Inside that specific area, supermarkets began to be literally mobbed by thousands of people who were scared and disoriented. They still don’t know how much will last.

Hospitals reported of increasing numbers of hospitalizations, mainly people over 80 years old.

As soon as the situation began to be critical inside those districts, all Italy woke up to a nightmare, especially the big cities. 

Fear pushed everyone to search frantically for accurate news. Weak-minded people are the most vulnerable, but everyone seems to be.. unprepared. The collective hysteria falls into every level of social life: bars had to be closed at 6:00 pm, schools are on lockdown, so are museums, churches, cinemas and theaters. 

Every “social” place appears to be something to stay away from. The news reported of frantic assaults to supermarkets: some are true, others completely fake. And we all know how powerful fear is.

Personally I found no issue in buying what I needed. 

Drugstores soon ran out of two items, becoming symbols of  COVID-19: masks and hand cleanser.

Italians are very physical when it comes to greetings. 
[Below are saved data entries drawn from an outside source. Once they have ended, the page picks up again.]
PR #186, opened 2024-03-01
Refactor ParseArgumentLine to support Kubernetes label values

eaudetcobello:
With this PR, the following key-value in Kubelet argument file is now supported by the ParseArgumentLine function:

`--node-labels=node-role.kubernetes.io/control-plane=,node-role.kubernetes.io/worker=`

This is needed for KU-447 specifically for unit testing setup.kubelet.

### DIFF
--- a/src/k8s/pkg/utils/file.go
+++ b/src/k8s/pkg/utils/file.go
@@ -18,6 +18,8 @@ import (
 func ParseArgumentLine(line string) (key string, value string) {
 	line = strings.TrimSpace(line) // Trim leading and trailing white spaces
 
+	// parse "--argument value", "--argument=value", "--argument=value=,othervalue=" variants
+
 	// Find the index of the first occurrence of "=" and space
 	indexEqual := strings.Index(line, "=")
 	indexSpace := strings.Index(line, " ")
--- a/src/k8s/pkg/utils/file.go
+++ b/src/k8s/pkg/utils/file.go
@@ -16,20 +16,32 @@ import (
 // ParseArgumentLine parses a command-line argument from a single line.
 // The returned key includes any dash prefixes.
 func ParseArgumentLine(line string) (key string, value string) {
-	line = strings.TrimSpace(line)
+	line = strings.TrimSpace(line) // Trim leading and trailing white spaces
 
-	// parse "--argument value" and "--argument=value" variants
-	if parts := strings.Split(line, "="); len(parts) >= 2 {
-		key = parts[0]
-		value = parts[1]
-	} else if parts := strings.Split(line, " "); len(parts) >= 2 {
-		key = parts[0]
-		value = strings.Join(parts[1:], " ")
-	} else {
-		key = line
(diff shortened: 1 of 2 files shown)


src/k8s/pkg/utils/file.go
```diff
@@ -16,20 +16,32 @@ import (
 // ParseArgumentLine parses a command-line argument from a single line.
 // The returned key includes any dash prefixes.
 func ParseArgumentLine(line string) (key string, value string) {
-	line = strings.TrimSpace(line)
+	line = strings.TrimSpace(line) // Trim leading and trailing white spaces
 
-	// parse "--argument value" and "--argument=value" variants
```
addyess, line 21: @eaudetcobello i found this comment line SUPER important.  I was trying to figure out why we were looking for " " or "="

qq:  is `--argument         value` legal?

src/k8s/pkg/utils/file.go
```diff
@@ -16,20 +16,32 @@ import (
...
+	indexSpace := strings.Index(line, " ")
+
+	// Determine the split index based on the first occurrence of "=" or space
+	splitIndex := -1
+	if indexEqual == -1 && indexSpace != -1 { // Space but no "="
+		splitIndex = indexSpace
+	} else if indexSpace == -1 && indexEqual != -1 { // "=" but no space
+		splitIndex = indexEqual
+	} else if indexSpace != -1 && indexEqual != -1 { // Both "=" and space
+		splitIndex = min(indexEqual, indexSpace)
```
addyess, line 32: so this means if you encounter:

```--argument=value value value````

then you'd have "--argument", "value value value"?  Is this reasonable

Comment (eaudetcobello) [reply src/k8s/pkg/utils/file.go:32]: Yes, it's in the test cases.

File: src/k8s/pkg/utils/file.go (hunk 1 above)
Comment (eaudetcobello) [reply src/k8s/pkg/utils/file.go:21]: I would think so. There's two test cases for that:

```
		{line: "--key    =", key: "--key", value: "="},
		{line: "--key    = a value=", key: "--key", value: "= a value="},
```

File: src/k8s/pkg/utils/file.go (hunk 2 above)
Comment (eaudetcobello) [reply src/k8s/pkg/utils/file.go]: Simplified the logic quite a bit in the newest commit.

File: src/k8s/pkg/utils/file.go [hunk 3]
```diff
@@ -16,20 +16,28 @@ import (
...
 
-	return
+	if splitIndex == -1 {
+		// If no space or equal sign is found, return the line as key
+		return line, ""
+	}
+
+	// Split the line into key and value based on the split index
+	key = line[:splitIndex]
+	value = strings.TrimSpace(line[splitIndex+1:]) // Remove any leading space in value
```
bschimke95, line 38: super small nit:
decide on one: either comment above or next to the line (I'd prefer above)

bschimke95 (approved):
LGTM, great simplification!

Well, I see no one shaking the hands. Anymore. Now people have to maintain 1 metre of distance between each other (3 feet). 

From ADNKRONOS

Is it safe here now?

A lot of tests have been accurately made in order to detect the breeding grounds of the virus. Three of them have been delineated, and right away contained with exceptional emergency measures. 

I have been quite often asked by overseas friends why the virus spread so quickly here. 

The answer is pretty simple, and far from being “nationalist”. 

Because over than 28,000 tests have been made.

Yes, you read it correctly. 28,000. This helped us to better understand the areas to avoid (two main clusters have been found), how it ran through people (infected individuals in turn infected some, not all! persons they approached), on which kind of people it appears to be more lethal. A woman infected gave birth to her child. The baby is not infected.

Some questions have found their -scientific- answers. Others have not.

People still read the news with anguish, as if they were war bulletins.

Trustable news reported the following statistics today:

1835 infected

927 of these are in quarantine inside their home, 742 are hospitalized.

52 total deaths, 139 recoveries.

At very least, let me explain why I named this article “Days of Silence”.

Because the total silence is what surely will remain stuck in my mind of these days. No laughs and yells of children, no one even listening to music. It’s like we are all holding our breath.